◆ Required work ◆
Only the lines from the one containing "I can confirm" through the final line of the entries below are wanted, each copied exactly.

◆ Exercise material ◆
PR #116, opened 2020-10-08
Fix calc not being escaped

VirtualTim:
Fix for issue introduced in #107.
I didn't realise I had to escape the calc. Without escaping less will replace it with `calc(90%)`, which is not the same thing.

### DIFF
--- a/ui/src/main/less/stageview_adjunct.less
+++ b/ui/src/main/less/stageview_adjunct.less
@@ -14,7 +14,7 @@
     color: var(--text-color);
     border-color: var(--panel-border-color);
   }
-  width: calc(100% - 10px);
+  width: calc(~'100% - 10px');
 }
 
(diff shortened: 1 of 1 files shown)


VirtualTim:
Thanks @olamy. Sorry I didn't catch that originally.

snago:
@VirtualTim Any idea why this change wouldn't take effect in the 2.17 release?

See https://issues.jenkins-ci.org/browse/JENKINS-63892

TobiX:
@snago It's there, but somehow having the `width:` on `.cbwf-widget` at all prevents the input popup from showing up in the right location...

VirtualTim:
Crap, I've never used the `input` stage, so I missed that.
I'll do some testing, but if anyone knows a fix let me know (or submit a PR).

PR #118, opened 2020-10-13
Move width calculation from .cbwf-widget to .cbwf-widget.cbwf-modal

VirtualTim:
This should mean it only affects the larger popup, not the smaller one.

I believe this will fix JENKINS-63892, JENKINS-63914 and JENKINS-63901.

@snago, @TobiX are either of you able to test this with your workflows? I can now see the popup with the `input` stage, but I may have missed something else.

### DIFF
--- a/ui/src/main/less/stageview_adjunct.less
+++ b/ui/src/main/less/stageview_adjunct.less
@@ -14,6 +14,9 @@
     color: var(--text-color);
     border-color: var(--panel-border-color);
   }
+}
+
+.cbwf-widget.cbwf-modal {
   width: calc(~'100% - 10px');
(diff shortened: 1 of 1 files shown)


VirtualTim:
Build failed because the build system ran out of space: `There is not enough space on the disk.`
@olamy?

TobiX:
@VirtualTim I could build and test this on a test system and it works as intended (at least for me)

bungeeskimmer:
Works for me. Thanks!

olamy (approved):

timja:
could this be released please there's about 4 jira issues opened for it

PR #119, opened 2020-10-20
Allow input popovers to be bigger

TobiX:
@VirtualTim inspired me to look at some other QoL improvements for this plugin, this time in the input popup. When adding an input with many options, the popup overflows quite early.

Before:
grafik

After:
grafik

Still fine for small popups:
grafik

There are some other nits I have with this popup, but I haven't found good solutions for them yet:
- Closes too fast when mouse leaves the popup
- Opens too the left of the associated stage, but changing that may push the popup out of the browser window to the right if it is used in later stages...


TobiX:
@olamy Could you take a look?

PR #120, opened 2020-10-20
Keep input popovers open for longer

TobiX:
In #119 I mentioned that I think the input popovers close too fast and now I had some time to search for the cause.

This splits the "open" and "close" delays (were mixed in `inoutDelay` before) - The open delay is now a fixed 250ms (was 500ms before) and the close delay stays at 500ms by default, but the input popover overrides this to 3s - this makes it much more forgiving to select something in the input popover without it accidentally closing on the user.

Maybe 3s is even too long?


olamy:
ok for 3s. let see if users complains :)

PR #193, opened 2022-01-21
Fix misalignment of build icons since 2.329

timja:
See https://github.com/jenkinsci/jenkins/pull/6162#discussion_r782846360

This code has been here since open sourcing and was never touched.

As far as I can tell it's dead code, I couldn't see any references to it and can't think where it could be used as part of this plugin


NotMyFault (changes requested):
Need to remove the import from `/icons` in `stageview_adjunct` as well.

NotMyFault (approved):

MarkEWaite:
I've included the incremental build of the master branch in my [set of plugins](https://github.com/MarkEWaite/docker-lfs/blob/e900b7f31b7b2270d9578dca4f0d15579ed9cf96/plugins.txt#L140) and have confirmed that the issue is resolved.

The sooner we get a release of the plugin, the fewer issue reports we'll see for the misalignment.

PR #199, opened 2022-01-27
Fix link for build details

HrFlorianHoffmann:
Not entirely sure, but I think this is responsible for https://issues.jenkins.io/browse/JENKINS-52385. The links behind the numbers (e.g. "#5508") at the left side of the Full Stage View are incorrect: They all have a sub-path ".../workflow-stage/..." that shouldn't be there. The links end up nowhere, with an HTTP 404 from stapler.


felipecrs:
I can confirm the bug, but I have not tested this PR itself.

felipecrs:
I tested it, and unfortunately it does not fix the issue for me. Too bad, because it actually makes a big difference with `org.jenkinsci.pipeline.stageview.disabledOnMainJobPage=true`.


https://github.com/user-attachments/assets/485ee419-87a9-4323-9e9d-4593bf87e947

PR #201, opened 2022-02-05
Update plugin POM and BOM

basil:


basil:
@jenkinsci/pipeline-stage-view-plugin-developers A release of this would facilitate Java 17 PCT testing.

◆ Solution ◆
I can confirm the bug, but I have not tested this PR itself.

felipecrs:
I tested it, and unfortunately it does not fix the issue for me. Too bad, because it actually makes a big difference with `org.jenkinsci.pipeline.stageview.disabledOnMainJobPage=true`.


https://github.com/user-attachments/assets/485ee419-87a9-4323-9e9d-4593bf87e947

PR #201, opened 2022-02-05
Update plugin POM and BOM

basil:


basil:
@jenkinsci/pipeline-stage-view-plugin-developers A release of this would facilitate Java 17 PCT testing.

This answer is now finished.